China is already hoarding all the phosphorus it has, which hasn't exactly done anything to calm the global markets. From 2007 to 2008, phosphate rock prices went up 700 percent, and the demand might continue to rise 2.3 percent a year, seeing as the majority of nations aren't too keen on starving to death in the future. The remaining phosphorus is located chiefly in Russia and Africa, whose reserves might one day basically give them the keys to the planet.

The only alternative is extracting phosphorus from the seabed but the costs would be staggering, and we'd risk running into and pissing off Cthulhu.

#1. Water

Humanity's fight for scarce water is a staple of dystopian fiction (and the plot of one shitty Bond movie), but in the end, that's all it is: fiction. Because come on -- water? It's like ... right there, and plenty of it. There of course are Third World countries where clean water is a precious commodity, but you don't see Western multinational companies and businessmen actually investing millions of dollars in it. But that's only because they have been really quiet about it.

"Ahem: Yee-haw."

T. Boone Pickens is a Texan ex-oilman and currently the biggest private owner of water in the United States, with access to most of the Texan portion of the Ogallala Aquifer, which holds more than a quadrillion gallons of the liquid. Pickens has invested more than $100 million and eight years of work in acquiring the rights to this much "blue gold" and now plans to sell it to Dallas or some other major U.S. city desperately running out of water. There are plenty to choose from.

If you're hoping that Pickens is just some crazy rich guy, it's worth mentioning that he wasn't the first to have this idea. To become a water baron, Pickens had to fight for 15 years with the Canadian River Municipal Water Authority, which tried to buy his reserves out from under him. Water drilling is serious business.

T. Boone Pickens

Furthermore, what the man is doing is pretty old-hat by American standards. For years, New York has been getting its water from the Catskill Mountains, while Southern California has to reach all the way to the Sierra Nevada range -- hundreds of miles in both cases.

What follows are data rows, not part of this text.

PR #607, opened 2023-03-01
RFC: DOM traversal and layout APIs in React Native

rubennorte:
This is a proposal to allow users to access a representation of the native view hierarchy in React Native using DOM-compatible APIs.

[A rendered version of the proposal can be read here](https://github.com/rubennorte/discussions-and-proposals/blob/dom-traversal-and-layout-apis/proposals/0607-dom-traversal-and-layout-apis.md)


necolas (approved):

tido64:
Hi, just some generic questions about this for my own understanding:
- Is this implemented in the JS layer only? Do we need to make any changes on the native side in core?
- What's the overhead of this API? Would it add to the final bundle size if unused?

rubennorte:
> Hi, just some generic questions about this for my own understanding:
> 
> * Is this implemented in the JS layer only? Do we need to make any changes on the native side in core?

@tido64 this also requires some new methods in the UIManager binding to expose the information to JavaScript. Something similar to these methods:

https://github.com/facebook/react-native/blob/851c8c671adcb563c9237e2080d5346413af1ac8/ReactCommon/react/renderer/uimanager/UIManagerBinding.cpp#L645-L677

We might also have to the a few methods in `UIManager` ([like this one](https://github.com/facebook/react-native/blob/851c8c671adcb563c9237e2080d5346413af1ac8/ReactCommon/react/renderer/uimanager/UIManager.cpp#L270-L304)). In any case, most of these are to access information in the shadow tree.

> * What's the overhead of this API? Would it add to the final bundle size if unused?

We expect this to be low and can optimize as needed. The implementation wouldn't be as large as it looks.

With some other APIs defined as globals we can optimize them by removing the global altogether if not used. With these methods it's going to be harder as they're exposed through refs. It's unlikely we'll be able to statically determine whether they're used or not.

sammy-SC (approved):

yungsters (approved):

javache (approved):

Then there is Russia diverting its Siberian water surplus to China, and Alaska selling its H2O to India of all places. Either these multi-million-dollar companies and huge governments are paranoid as hell, or they know something that we don't. Something horrifying.

But even if fresh water is running out, we can take comfort in the fact that, as rational people, we at least won't be going to war over it all Mad Max-style, right? How about we just leave you with these links about water supply-related conflicts between Pakistan and India, India and China or Israel and the rest of the Middle East, and let you answer that question yourselves. Sleep tight!